Al termine della santa messa delle ore 10, dalla chiesa di fronte al Palamazzola si è mosso un piccolo corteo con il parroco don Paolo Oliva e i ministranti. All’arrivo, con gli opportuni distanziamenti interpersonali, ci si è posti attorno alla statua del santo, che fu donata da un devoto, il signor Dino Pavone, ex ferroviere, all’indomani della canonizzazione, e inaugurata alla presenza delle maggiori autorità e soprattutto dell’indimenticato padre Ludovico Isceri, che fu postulatore della causa di canonizzazione. Così come accade da allora, dopo aver deposto un piccolo omaggio floreale, don Paolo Oliva e i fedeli hanno recitato l’invocazione a Sant’Egidio, con la particolare intenzione per gli ammalati e perchè abbia finalmente a cessare la pandemia.

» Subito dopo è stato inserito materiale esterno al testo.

PR #418, opened 2024-03-26
Add async write() function - fixes "stalled" uploads deadlocking S3 Client

graebm:
**Issue:**
The S3 client can deadlock if too many uploads are "stalled" (not providing data when  the S3 client asks for it).

Mountpoint (which wraps aws-c-s3 with a filesystem-like API) had a user that opened 100+ files at once. The user wrote data to some of the later files they opened, and waited for those writes to complete. But aws-c-s3 was waiting on data from the first few files. Both sides were waiting on each other. It was a deadlock.

**Description of changes:**
- Add async `aws_s3_meta_request_write()` function.
    - Mountpoint should use this, instead of the async-streams. Async-streams were still "pull based", where the S3 client decided when data should be provided. The new write() function is push-based. Mountpoint can send data whenever. "Stalled" uploads will not deadlock the S3 client.
- Revert https://github.com/awslabs/aws-c-s3/pull/417
    - This workaround didn't help all that much. The S3 client still deadlocked at the same value of "N stalled uploads" if your workloads also mixed in other types of non-upload meta requests.

**Design:**
The memory-ownership for this API evolved over time. Here were the stages:
1) At first, the user was required to keep memory valid until the async-write completed. (as of commit [5614546](https://github.com/awslabs/aws-c-s3/tree/561454640119ef38513e31103676ecb7271d5831))
    * PRO: No locks held while memcpy'ing data into a part. Good memory usage, only copy the data when it's ready to send.
    * CON: no way for user to drop memory without canceling the meta-request and blocking their thread until the write completed, which risks deadlock if blocking on a thread the meta-request needs to use.
2) Next, we had write() copy all memory immediately (as of commit [5e4dd89](https://github.com/awslabs/aws-c-s3/tree/5e4dd89e2cb6bbdc92e337b9e845e2032edcb602))
    * PRO: user does not need to keep memory alive after write() call
    * CON: a huge write immediately forces a huge allocation. Writing 10GiB means at least 20GiB total memory usage during the write() call. Users would end up needing to chunk up large work themselves, rather than let aws-c-s3 handle it.
3) Finally, go back to approach 1, but guarantee that canceling a meta-request will **immediately** complete any pending writes.
    * PRO: Back to good memory usage
    * CON: Need to hold a lock when memcpy'ing data into a part.

Some quick benchmarking showed similar performance from all 3 approaches (tested 30GiB upload, and simultaneous upload of 100 5GiB objects, calling write in 256KiB chunks), so 🤷‍♀️. Going with approach #3 since it doesn't risk deadlock, and doesn't risk enormous memory usage.

**TODO:**
- Improve buffering of small writes (use buffer pool?)
- Get async-write working with Content-Length (currently only works when Content-Length omitted)
- Get async-write working with DEFAULT meta requests (currently only works with PUT)


source/s3_meta_request.c
```diff
@@ -2155,6 +2169,158 @@ void aws_s3_meta_request_result_setup(
...
+        /* BEGIN CRITICAL SECTION */
+        aws_s3_meta_request_lock_synced_data(meta_request);
+        write_future_to_complete = meta_request->async_write.synced_future;
+        meta_request->async_write.synced_future = NULL;
+        aws_s3_meta_request_unlock_synced_data(meta_request);
+        /* END CRITICAL SECTION */
+
+        if (meta_request->async_write.eof) {
+            *eof = true;
+        }
```
TingDaoK, line 2311: trivial: we should move this before we enter the lock and set the `synced_future` to NULL.
Otherwise, the next call is possible to change the eof (I know we haven't set the future result yet, but the protection around the write depends on the future is set or not)

source/s3_meta_request.c
```diff
@@ -2081,13 +2098,25 @@ struct aws_future_bool *aws_s3_meta_request_read_body(
         return aws_parallel_input_stream_read(meta_request->request_body_parallel_stream, offset, buffer);
     }
 
+    /* Further techniques are synchronous... */
+    struct aws_future_bool *synchronous_read_future = aws_future_bool_new(meta_request->allocator);
+
+    /* If using async-writes, call function which fills the buffer and/or hits EOF  */
+    if (meta_request->request_body_using_async_writes == true) {
+        bool eof = false;
+        if (s_s3_meta_request_read_from_pending_async_writes(meta_request, buffer, &eof) == AWS_OP_SUCCESS) {
```
TingDaoK, line 2107: `s_s3_meta_request_read_from_pending_async_writes` doesn't seem to return anything other than AWS_OP_SUCCESS. Maybe we can make it void instead

source/s3_meta_request.c
graebm: Nice catch! I noticed this too when I made the buffer-always change just now

include/aws/s3/private/s3_meta_request_impl.h
```diff
@@ -256,6 +253,45 @@ struct aws_s3_meta_request {
         struct aws_array_list event_delivery_array;
     } io_threaded_data;
 
+    /**
+     * Data for async-writes.
+     * Currently, we only allow 1 async-write at a time.
```
DmitriyMusatkin, line 258: per meta req or in total?

source/s3_meta_request.c
graebm: I wasn't sure whether to turn some of the asserts into actual errors ...
but then I hate when I see error-handling for things that shouldn't be possible, it makes me wonder if they really are possible and I should be handling stuff like that everywhere

let's live bold: I'll make them FATAL_ASSERTS

include/aws/s3/s3_client.h
```diff
@@ -829,6 +834,46 @@ struct aws_s3_meta_request *aws_s3_client_make_meta_request(
...
+ * (e.g. received a 404 error response). AWS_ERROR_INVALID_STATE usually
+ * indicates that you're calling write() incorrectly (e.g. not waiting for
+ * previous write to complete).
+ *
+ * You can wait any length of time between calls to write().
+ * Data is buffered until there is enough to upload.
+ *
+ * @param meta_request  Meta request
+ *
+ * @param data          The data to send. This data can be any size.
```
DmitriyMusatkin, line 860: nit: maybe mention that data behind cursor needs to be valid for duration of function call

include/aws/s3/private/s3_meta_request_impl.h
```diff
@@ -256,6 +253,45 @@ struct aws_s3_meta_request {
...
+     *
+     * When the user calls write(), they may not provide enough data for us to
+     * send an UploadPart. In that case, we immediately mark the write complete,
```
DmitriyMusatkin, line 261: do we do createMPU right away or wait for at least a block full of data?

DmitriyMusatkin: possible optimization for future is to delay until we get full part or eof and then decide on whether to do default or mpu

source/s3_meta_request.c
```diff
@@ -271,17 +280,12 @@ int aws_s3_meta_request_init_base(
...
         meta_request->request_body_async_stream = aws_async_input_stream_acquire(options->send_async_stream);
-        meta_request->initial_request_message = aws_http_message_acquire(options->message);
-        meta_request->maximize_async_stream_reads = options->maximize_async_stream_reads_internal_use_only;
 
-    } else {
-        /* Keep original message around, we'll read from its synchronous body-stream */
-        meta_request->initial_request_message = aws_http_message_acquire(options->message);
+    } else if (options->send_using_async_writes == true) {
+        meta_request->request_body_using_async_writes = true;
+        aws_byte_buf_init(&meta_request->async_write.data_buffer, allocator, 0);
```
DmitriyMusatkin, line 288: is 0 a good starting size for this?

include/aws/s3/s3_client.h
```diff
@@ -829,6 +834,46 @@ struct aws_s3_meta_request *aws_s3_client_make_meta_request(
...
+ *                      Do not call write() again after passing true.
+ *
+ * This function never returns NULL.
+ *
+ * WARNING: This feature is experimental.
+ */
+AWS_S3_API
+struct aws_future_void *aws_s3_meta_request_write(
+    struct aws_s3_meta_request *meta_request,
+    struct aws_byte_cursor data,
```
DmitriyMusatkin, line 874: are there any limits on how bit data can be?

source/s3_meta_request.c
```diff
@@ -2155,6 +2169,160 @@ void aws_s3_meta_request_result_setup(
...
+        /* We've sent all the data */
+        meta_request->async_write.data_buffer.len = 0;
+
+        if (meta_request->async_write.eof) {
+            *eof = true;
+        }
+    } else {
+        /* There's leftover data. Copy it to the front of the buffer.
+         * We'll send it after we get more writes. */
+        memcpy(
```
DmitriyMusatkin, line 2300: concern: potential ub with overlapping src and dest?

include/aws/s3/private/s3_meta_request_impl.h
graebm: per meta request
updated

include/aws/s3/private/s3_meta_request_impl.h
graebm: Currently, we're always doing CreateMultipartUpload. Yeah, agree that's a future optimization we could do for this (or any PUT where we don't know Content-Length)

source/s3_meta_request.c
graebm: Yeah, 0 is a good starting size. We'll allocate when they finally get around to calling write(). In my experience, that's the way to go. It's totally worth debating the optimal *growth* strategy for a buffer once it has non-zero bytes, but that's for the followup PR

include/aws/s3/s3_client.h
graebm: nope. I'm on the fence about limits. I added to the docs about the dangers of large writes. I'm going to pause agonizing over this since we're still debating the always-copy strategy...

source/s3_meta_request.c
graebm: We only get here if we had 1+ parts worth of data, and we're only doing the memcpy if there's `< 1` part's worth of data leftover, should we *shouldn't* have a problem.

But I didn't know about that undefined behavior. I"ll add some asserts

include/aws/s3/s3_client.h
graebm: Aaaand we're not doing always-copy anymore, so this isn't an issue

DmitriyMusatkin (approved):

La benedizione da parte del parroco ha posto termine al breve momento di preghiera, con un arrivederci al prossimo anno.

In serata, infine, si è tenuta nella chiesa di San Pasquale la solenne celebrazione del cardinale Salvatore De Giorgi con l’arcivescovo mons. Filippo Santoro, per l’inaugurazione dell’anno egidiano, di cui tratteremo in seguito.